On Thu, Mar 11, 2010 at 3:01 PM, Rene Veerman <rene7...@gmail.com> wrote:
> So in other words; it's the library that you fix with wrapper
> functions, not the reports (outside the scope of using the library).
>
> On Thu, Mar 11, 2010 at 9:59 PM, Rene Veerman <rene7...@gmail.com> wrote:
>> function readyForDOM_report($originalReportAsText) {
>>  return str_replace ('<th', '<th class="transportTH"', 
>> $originalReportAsText);
>> }
>>
>> $dom = new DOMDocument();
>> $dom->loadHTML(readyForDOM_report($str));
>> $tables = $dom->getElementsByTagName("table");
>> $rows = $tables->item(0)->getElementsByTagName('tr');
>> foreach($rows as $row){
>>   foreach($row->childNodes as $node)
>>        // check $node for having a classname 'transportTH'.
>> }
>>
>> the only problem i foresee is <th>s in your reports already having a
>> class="something" set, which could mess it up. you'd need to check
>> that. but in that case you can always pump the original $str to the
>> DOM, and use multiple $k's from foreach ($arr as $k=>$v) to get to the
>> corresponding node, and have the original class name.
>>
>>
>>
>>
>>
>> On Thu, Mar 11, 2010 at 9:52 PM, Andy Theuninck <gohan...@gmail.com> wrote:
>>> I could could, but that would kind of defeat the point of the project
>>> (I'm trying to capture a bunch of existing HTML reports via output
>>> buffering and transform the tables into proper XLS. Tweaking every
>>> single report is exactly what I'm trying to avoid).
>>>
>>> On Thu, Mar 11, 2010 at 2:45 PM, Rene Veerman <rene7...@gmail.com> wrote:
>>>> hmm lame bug... but you can add a classname to the <th>s and check for 
>>>> that?..
>>>>
>>>> On Thu, Mar 11, 2010 at 9:34 PM, Andy Theuninck <gohan...@gmail.com> wrote:
>>>>> I'm trying to parse a string containing an HTML table using the
>>>>> builtin DOM classes and running into an odd problem.
>>>>>
>>>>> Here's what I'm doing:
>>>>> $dom = new DOMDocument();
>>>>> $dom->loadHTML($str);
>>>>> $tables = $dom->getElementsByTagName("table");
>>>>> $rows = $tables->item(0)->getElementsByTagName('tr');
>>>>> foreach($rows as $row){
>>>>>    foreach($row->childNodes as $node)
>>>>>         // stuff
>>>>> }
>>>>>
>>>>> This gives me the row elements in order and access to their contents.
>>>>> The weird part is $node always appears to be a td tag - even when it's
>>>>> a th tag in the original string (DOMElement::tagName is always "td"
>>>>> (as well as DOMNode::nodeName and DOMNode::localName)).
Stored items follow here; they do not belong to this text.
PR #118, opened 2026-08-02
Performance moonshot

shibco:
image

This is part one of a three part optimisaiton process I've been working on since the initial release to stabilise audio and aggressively chase performance improvements. The goal here is to get this project running faster than the same version of Live running on Windows or macOS.

Note that the OSC control device will likely be replaced by this project with permission from its original authors after an evaluation: https://www.reddit.com/r/ableton/comments/1vcmehc/


shibco:
@ClickSentinel, let's discuss more about the opportunities to bring your full testing workflow into this branch as well?

shibco:
Forgot to add, this may supersede #49 and #73

patches/pipeasio/0004-accept-any-buffer-size-in-range-log-every-adjustment.patch
```diff
@@ -0,0 +1,68 @@
...
++                PIPEASIO_MIN_BUFFER_SIZE, PIPEASIO_MAX_BUFFER_SIZE,
++                c->buffer_size);
++    }
+ 
+     if (c->sample_rate < 0)
+         c->sample_rate = 0;
+diff --git a/src/asio.c b/src/asio.c
+--- a/src/asio.c
++++ b/src/asio.c
+@@ -1977,13 +1977,27 @@
```
ClickSentinel:
```suggestion
@@ -1289,10 +1289,11 @@
         TRACE("Buffersize fixed at %d\n", (int)This->host_current_buffersize);
     }
     else
-    { /* fail if not a power of two and if out of range */
-        if (!(bufferSize > 0 && !(bufferSize & (bufferSize - 1))
-              && bufferSize >= PIPEASIO_MINIMUM_BUFFERSIZE
-              && bufferSize <= PIPEASIO_MAXIMUM_BUFFERSIZE))
+    { /* Any size in range is accepted here too: Live builds non-power-of-two
+       * buffers, and 0005 adopts whatever quantum the graph runs (issue #49
+       * saw 192).  Otherwise adoption offers a size CreateBuffers rejects. */
+        if (!(bufferSize >= PIPEASIO_MINIMUM_BUFFERSIZE
+              && bufferSize <= PIPEASIO_MAXIMUM_BUFFERSIZE))
         {
             WARN("Invalid buffersize %d requested\n", (int)bufferSize);
             return -997;
@@ -1977,13 +1977,27 @@
```

`CreateBuffers` keeps a third power-of-two gate that 0004 did not reach, so 0005's adopt path offers a size the driver then rejects. With `fixed_buffer_size = false`, pinning the graph to 768 gives `Invalid buffersize 768 requested` and Live drops the device. reproduced 3×, and absent from the same run with `PIPEASIO_FIXED_BUFFERSIZE=on`, which is what the F1 verification recorded.

patches/pipeasio/0005-converge-on-a-foreign-quantum-predict-adopt-mute.patch
```diff
@@ -0,0 +1,439 @@
...
+         {
+             spa_hook_remove(&c->registry_listener);
+@@ -643,6 +654,11 @@
+     const size_t bsize_samples = c->buffer_size;
+     const size_t bsize_bytes   = bsize_samples * sizeof(audio_sample_t);
+ 
++    /* Escape hatch for the quantum-mismatch fail-safe (issue #49): "on"
++     * keeps audio flowing at mismatched sizes, the pre-1.2.2+0005 behaviour. */
++    const char *allow_mm     = getenv("PIPEASIO_ALLOW_QUANTUM_MISMATCH");
++    c->allow_quantum_mismatch = allow_mm && !strcmp(allow_mm, "on");
```
ClickSentinel:
```suggestion
+    c->allow_quantum_mismatch = allow_mm && !strcasecmp(allow_mm, "on");
```
`audio.c` parses this with `strcmp` while `asio.c` uses `lstrcmpiA`, which passes `NORM_IGNORECASE`. `PIPEASIO_ALLOW_QUANTUM_MISMATCH=ON` therefore disables adoption but not muting — permanent silence, the exact failure the hatch exists to prevent. Every other `PIPEASIO_*` variable uses `strcasecmp`. The added include is required: `audio.c` does not include `<strings.h>` and the unix side builds with `-Werror=implicit-function-declaration`, so the swap alone breaks the build at step 4/8.

patches/pipeasio/0005-converge-on-a-foreign-quantum-predict-adopt-mute.patch
```diff
@@ -0,0 +1,439 @@
+diff --git a/src/audio.c b/src/audio.c
+--- a/src/audio.c
++++ b/src/audio.c
+@@ -276,7 +276,10 @@
```
ClickSentinel, line 4:
```suggestion
@@ -31,5 +31,6 @@
 #include "wine/debug.h"
 
 #include <stdlib.h> /* getenv for PIPEASIO_DEBUG */
+#include <strings.h> /* strcasecmp */
 
 /* Raw stderr logging; TRACE is gated by PIPEASIO_DEBUG. */
@@ -276,7 +276,10 @@
```
`audio.c` parses this with `strcmp` while `asio.c` uses `lstrcmpiA`, which passes `NORM_IGNORECASE`. `PIPEASIO_ALLOW_QUANTUM_MISMATCH=ON` therefore disables adoption but not muting — permanent silence, the exact failure the hatch exists to prevent. Every other `PIPEASIO_*` variable uses `strcasecmp`. The added include is required: `audio.c` does not include `<strings.h>` and the unix side builds with `-Werror=implicit-function-declaration`, so the swap alone breaks the build at step 4/8.

PR #145, opened 2026-08-05
Performance Moonshot: broader CPU fixes  

shibco:
This PR is part of the Performance Moonshot series.

Live's audio engine and its interface exchange many small messages all the time, also when nothing plays. Wine processed each message through the wineserver and when this gets out of control it causes unpredictable CPU usage with negative effects on performance. Previously we were relying only on `ntsync` for this, and that's fine, but there are some instances where it's not fine. This patch will remove most of churn.

This wine patch is on by default and can be disabled via

```
WINE_MSG_FASTPATH=off ableton-live. 
```

One delivery-order rule for thread callbacks is relaxed on purpose; `tools/apcprobe.c` documents and checks it. 

Technical detail is in the patch messages under `patches/performance/`.


ClickSentinel (changes requested):
Reviewed at 1b92d9d. Method: read the five patches against the 11.13 base sources, ran patch-check, built the runtime, ran build-audit, and exercised 0002/0005 with headless PE probes against the build in an isolated prefix. Live was not launched.

patch-check is clean (67 apply, 72 manifest entries) and the build audit reproduces the findings doc exactly — 95 checks, every patch verified, all five fingerprints present. Three blocking findings below; a handful of should-fix and doc items to follow separately.

### 1. `performance/0002` — APC handle cache has no invalidation on close, so APCs are delivered to the wrong thread

`resolve_client_apc_tid` keys `{HANDLE -> tid, generation}` on the handle value alone. The generation guards *tid* recycling; nothing guards *handle* recycling. `alloc_entry` (`server/handle.c`) hands a freed slot straight back, so a closed thread handle whose value is reused for a different live thread still validates, and the APC goes to the original thread.

Reproduced — the handle came back on the **first** `CreateThread` after `CloseHandle`:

The th tags
>>>>> definitely aren't being omitted; I still get nodes with their
>>>>> contents, just with the wrong tag name.
>>>>>
>>>>> Is there any way to override this behavior so that I can distinguish
>>>>> between td tags and th tags?
>>>>>
>>>>> --
>>>>> PHP General Mailing List (http://www.php.net/)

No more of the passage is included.